Dataset records
PR #5624, opened 2025-03-06
feat: Expose Additional Validator Lifecycle Metrics in Prometheus

keefertaylor:
### Description

This change adds three additional prometheus metrics that are useful for understanding the health and states of a validator:

- `announced`: Whether the validator has been announced, or is waiting for announcement in order to sign and submit checkpoints
- `backfill_complete`: Whether the validator has successfully migrated through the entire checkpoint backlog. Useful to know that the nodes you are talking to have adequate historical state.
- `reached_initial_consistency`: Whether the validator has hit the chain head at least once. Useful to know that the validator is in sync (vs just looking at `contract_sync_height`, where a validator could be syncing forward but syncing slower than the tip of the chain. 

These metrics are a simple 0/1 flag that flip to 1 when the state has been achieved.

### Testing

Tessellated has these flags deployed in our infrastructure for the last ~3 weeks, and use them in our monitoring to diagnose validator issues


keefertaylor:
Addressing comment from the [initial pr](https://github.com/Tessellated-io/hyperlane-monorepo/pull/3#discussion_r1981793387): 

> I suppose that validator will set the metric once when it (re)-started. 

Yes that's correct. It gets set pretty quickly at startup. On our side, our monitoring generally looks for bad values for some period of time (~5min) before escalating to on-call for exactly this reason. It's pretty common across software for some values to be out of sync on a restart, ex. Nodes often reported `synced=false` for a moment after they restart, even if they are in sync. 

It's also worth noting that if the config for a validator could cause it to be reannounced across restarts (if the service configuration changed). In that case, monitoring to know that something is wrong is helpful. 

> I wonder if we really need it as a field. We could have just a method which gets the metric from core_metrics and sets it.

I'm not a native rust developer and as familiar with the hyperlane codebase so I wasn't sure what the convention was. Would you like me to make a change for it?

rust/main/agents/validator/src/validator.rs
```diff
@@ -119,6 +120,10 @@ impl BaseAgent for Validator {
             )
             .await?;
 
+        let announced = metrics
+            .announced()
+            .with_label_values(&[&settings.origin_chain.name().to_string()]);
```
ameten, line 125: Since we set `announced` metrics once, this code can run when validator is announced, namely line `self.announced.set(1);` will include the code above, but probably, better just to extract getting the metric and setting it into a separate method.

keefertaylor: I've combined the two lines into a single helper inside of core metrics. I *think* think is what you're asking for, but if I misunderstood please correct me.

ameten (approved):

Exercise aim
An identical copy of the preceding records should be returned.

Task result
PR #5624, opened 2025-03-06
feat: Expose Additional Validator Lifecycle Metrics in Prometheus

keefertaylor:
### Description

This change adds three additional prometheus metrics that are useful for understanding the health and states of a validator:

- `announced`: Whether the validator has been announced, or is waiting for announcement in order to sign and submit checkpoints
- `backfill_complete`: Whether the validator has successfully migrated through the entire checkpoint backlog. Useful to know that the nodes you are talking to have adequate historical state.
- `reached_initial_consistency`: Whether the validator has hit the chain head at least once. Useful to know that the validator is in sync (vs just looking at `contract_sync_height`, where a validator could be syncing forward but syncing slower than the tip of the chain. 

These metrics are a simple 0/1 flag that flip to 1 when the state has been achieved.

### Testing

Tessellated has these flags deployed in our infrastructure for the last ~3 weeks, and use them in our monitoring to diagnose validator issues


keefertaylor:
Addressing comment from the [initial pr](https://github.com/Tessellated-io/hyperlane-monorepo/pull/3#discussion_r1981793387): 

> I suppose that validator will set the metric once when it (re)-started. 

Yes that's correct. It gets set pretty quickly at startup. On our side, our monitoring generally looks for bad values for some period of time (~5min) before escalating to on-call for exactly this reason. It's pretty common across software for some values to be out of sync on a restart, ex. Nodes often reported `synced=false` for a moment after they restart, even if they are in sync. 

It's also worth noting that if the config for a validator could cause it to be reannounced across restarts (if the service configuration changed). In that case, monitoring to know that something is wrong is helpful. 

> I wonder if we really need it as a field. We could have just a method which gets the metric from core_metrics and sets it.

I'm not a native rust developer and as familiar with the hyperlane codebase so I wasn't sure what the convention was. Would you like me to make a change for it?

rust/main/agents/validator/src/validator.rs
```diff
@@ -119,6 +120,10 @@ impl BaseAgent for Validator {
             )
             .await?;
 
+        let announced = metrics
+            .announced()
+            .with_label_values(&[&settings.origin_chain.name().to_string()]);
```
ameten, line 125: Since we set `announced` metrics once, this code can run when validator is announced, namely line `self.announced.set(1);` will include the code above, but probably, better just to extract getting the metric and setting it into a separate method.

keefertaylor: I've combined the two lines into a single helper inside of core metrics. I *think* think is what you're asking for, but if I misunderstood please correct me.

ameten (approved):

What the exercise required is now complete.